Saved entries
*** Block opens ***
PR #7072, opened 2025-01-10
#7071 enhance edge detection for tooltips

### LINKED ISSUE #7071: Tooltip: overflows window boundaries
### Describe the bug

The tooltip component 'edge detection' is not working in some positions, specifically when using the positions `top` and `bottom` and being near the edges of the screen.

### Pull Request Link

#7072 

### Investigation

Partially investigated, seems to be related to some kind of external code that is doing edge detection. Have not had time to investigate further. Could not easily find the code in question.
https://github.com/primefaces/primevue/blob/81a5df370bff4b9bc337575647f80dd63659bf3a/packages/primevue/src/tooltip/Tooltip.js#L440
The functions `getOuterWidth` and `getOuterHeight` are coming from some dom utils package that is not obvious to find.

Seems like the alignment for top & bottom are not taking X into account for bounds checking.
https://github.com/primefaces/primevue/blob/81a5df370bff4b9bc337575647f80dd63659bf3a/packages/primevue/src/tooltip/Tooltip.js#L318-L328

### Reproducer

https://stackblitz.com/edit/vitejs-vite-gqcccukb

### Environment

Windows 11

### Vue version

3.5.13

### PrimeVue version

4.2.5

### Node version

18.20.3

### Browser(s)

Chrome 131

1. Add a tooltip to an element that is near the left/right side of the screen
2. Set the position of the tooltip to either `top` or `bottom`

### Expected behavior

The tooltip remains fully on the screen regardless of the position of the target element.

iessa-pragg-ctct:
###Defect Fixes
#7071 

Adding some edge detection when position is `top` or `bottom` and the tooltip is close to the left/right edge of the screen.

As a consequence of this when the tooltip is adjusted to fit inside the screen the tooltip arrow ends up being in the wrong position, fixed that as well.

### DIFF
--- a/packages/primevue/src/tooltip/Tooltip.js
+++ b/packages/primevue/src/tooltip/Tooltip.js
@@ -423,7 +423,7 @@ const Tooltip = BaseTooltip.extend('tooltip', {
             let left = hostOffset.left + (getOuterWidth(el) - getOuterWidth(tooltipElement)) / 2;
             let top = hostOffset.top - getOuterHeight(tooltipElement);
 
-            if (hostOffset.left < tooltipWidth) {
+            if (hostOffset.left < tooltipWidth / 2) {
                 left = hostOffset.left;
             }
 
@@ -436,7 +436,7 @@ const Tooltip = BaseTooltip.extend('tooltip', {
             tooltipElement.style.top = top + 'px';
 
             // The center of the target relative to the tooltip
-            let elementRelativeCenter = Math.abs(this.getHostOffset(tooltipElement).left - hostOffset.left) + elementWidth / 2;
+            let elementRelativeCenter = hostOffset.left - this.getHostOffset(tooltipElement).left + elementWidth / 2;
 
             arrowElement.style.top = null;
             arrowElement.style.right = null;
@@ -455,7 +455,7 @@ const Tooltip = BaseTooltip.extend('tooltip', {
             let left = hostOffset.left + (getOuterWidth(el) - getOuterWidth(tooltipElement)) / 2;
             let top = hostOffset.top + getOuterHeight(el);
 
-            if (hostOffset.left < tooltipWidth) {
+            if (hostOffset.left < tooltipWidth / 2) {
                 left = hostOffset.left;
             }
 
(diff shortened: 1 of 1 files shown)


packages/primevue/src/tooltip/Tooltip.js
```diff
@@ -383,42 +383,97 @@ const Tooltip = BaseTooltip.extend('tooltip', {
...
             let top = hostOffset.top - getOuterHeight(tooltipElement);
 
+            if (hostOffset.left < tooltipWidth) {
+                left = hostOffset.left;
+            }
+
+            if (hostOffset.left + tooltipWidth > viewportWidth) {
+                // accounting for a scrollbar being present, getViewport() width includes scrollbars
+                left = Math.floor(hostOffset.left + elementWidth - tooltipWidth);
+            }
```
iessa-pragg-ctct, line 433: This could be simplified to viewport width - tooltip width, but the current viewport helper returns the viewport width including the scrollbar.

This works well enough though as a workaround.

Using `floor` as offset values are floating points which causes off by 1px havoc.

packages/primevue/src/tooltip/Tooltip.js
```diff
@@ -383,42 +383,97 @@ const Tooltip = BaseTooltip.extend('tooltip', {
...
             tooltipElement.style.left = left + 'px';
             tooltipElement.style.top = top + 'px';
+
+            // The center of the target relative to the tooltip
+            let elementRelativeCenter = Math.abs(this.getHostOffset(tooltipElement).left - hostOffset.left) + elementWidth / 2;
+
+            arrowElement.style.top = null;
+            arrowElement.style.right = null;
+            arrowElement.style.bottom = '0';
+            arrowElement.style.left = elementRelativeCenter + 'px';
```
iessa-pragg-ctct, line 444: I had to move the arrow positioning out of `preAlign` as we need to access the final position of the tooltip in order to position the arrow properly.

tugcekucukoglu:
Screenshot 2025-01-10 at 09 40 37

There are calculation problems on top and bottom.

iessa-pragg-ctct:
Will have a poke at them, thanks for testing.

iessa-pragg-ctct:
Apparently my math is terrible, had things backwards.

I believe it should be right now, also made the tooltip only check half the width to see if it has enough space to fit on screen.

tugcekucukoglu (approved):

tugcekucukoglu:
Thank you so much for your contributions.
*** Block closes ***
*** Block opens ***
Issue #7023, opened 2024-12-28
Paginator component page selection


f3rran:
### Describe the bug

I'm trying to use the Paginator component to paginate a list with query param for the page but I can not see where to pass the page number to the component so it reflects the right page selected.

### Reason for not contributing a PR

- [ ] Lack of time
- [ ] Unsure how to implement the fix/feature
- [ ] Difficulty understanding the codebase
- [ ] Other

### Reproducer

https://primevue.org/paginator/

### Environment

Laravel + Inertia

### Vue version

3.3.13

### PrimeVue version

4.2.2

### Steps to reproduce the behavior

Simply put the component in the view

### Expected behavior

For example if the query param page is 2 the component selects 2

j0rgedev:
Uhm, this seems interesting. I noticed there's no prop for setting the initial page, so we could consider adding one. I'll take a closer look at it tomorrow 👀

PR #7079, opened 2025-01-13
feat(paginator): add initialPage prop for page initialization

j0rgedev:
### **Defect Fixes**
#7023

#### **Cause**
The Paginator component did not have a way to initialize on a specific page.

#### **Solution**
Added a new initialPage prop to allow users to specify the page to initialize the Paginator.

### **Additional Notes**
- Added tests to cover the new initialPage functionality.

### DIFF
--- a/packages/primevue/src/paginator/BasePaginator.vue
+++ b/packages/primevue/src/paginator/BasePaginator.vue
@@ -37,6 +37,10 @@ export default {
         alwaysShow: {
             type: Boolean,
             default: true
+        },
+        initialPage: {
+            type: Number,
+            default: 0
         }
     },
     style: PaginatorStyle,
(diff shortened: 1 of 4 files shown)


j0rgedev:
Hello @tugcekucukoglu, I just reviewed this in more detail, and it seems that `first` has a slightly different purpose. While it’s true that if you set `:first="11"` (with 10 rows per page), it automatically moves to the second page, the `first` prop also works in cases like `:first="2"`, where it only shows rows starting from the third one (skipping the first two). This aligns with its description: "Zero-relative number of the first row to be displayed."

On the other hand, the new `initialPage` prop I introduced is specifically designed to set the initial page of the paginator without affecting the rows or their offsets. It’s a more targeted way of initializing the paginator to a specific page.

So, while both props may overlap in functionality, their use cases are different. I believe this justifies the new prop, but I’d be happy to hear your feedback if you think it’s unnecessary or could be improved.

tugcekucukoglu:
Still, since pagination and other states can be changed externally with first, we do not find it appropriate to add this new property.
*** Block closes ***
TASK: Set down only the lines above that fall between the line holding "### LINKED ISSUE" and the line holding "### Investigation", inclusive, keeping each exact.

FINAL ANSWER:
### LINKED ISSUE #7071: Tooltip: overflows window boundaries
### Describe the bug

The tooltip component 'edge detection' is not working in some positions, specifically when using the positions `top` and `bottom` and being near the edges of the screen.

### Pull Request Link

#7072 

### Investigation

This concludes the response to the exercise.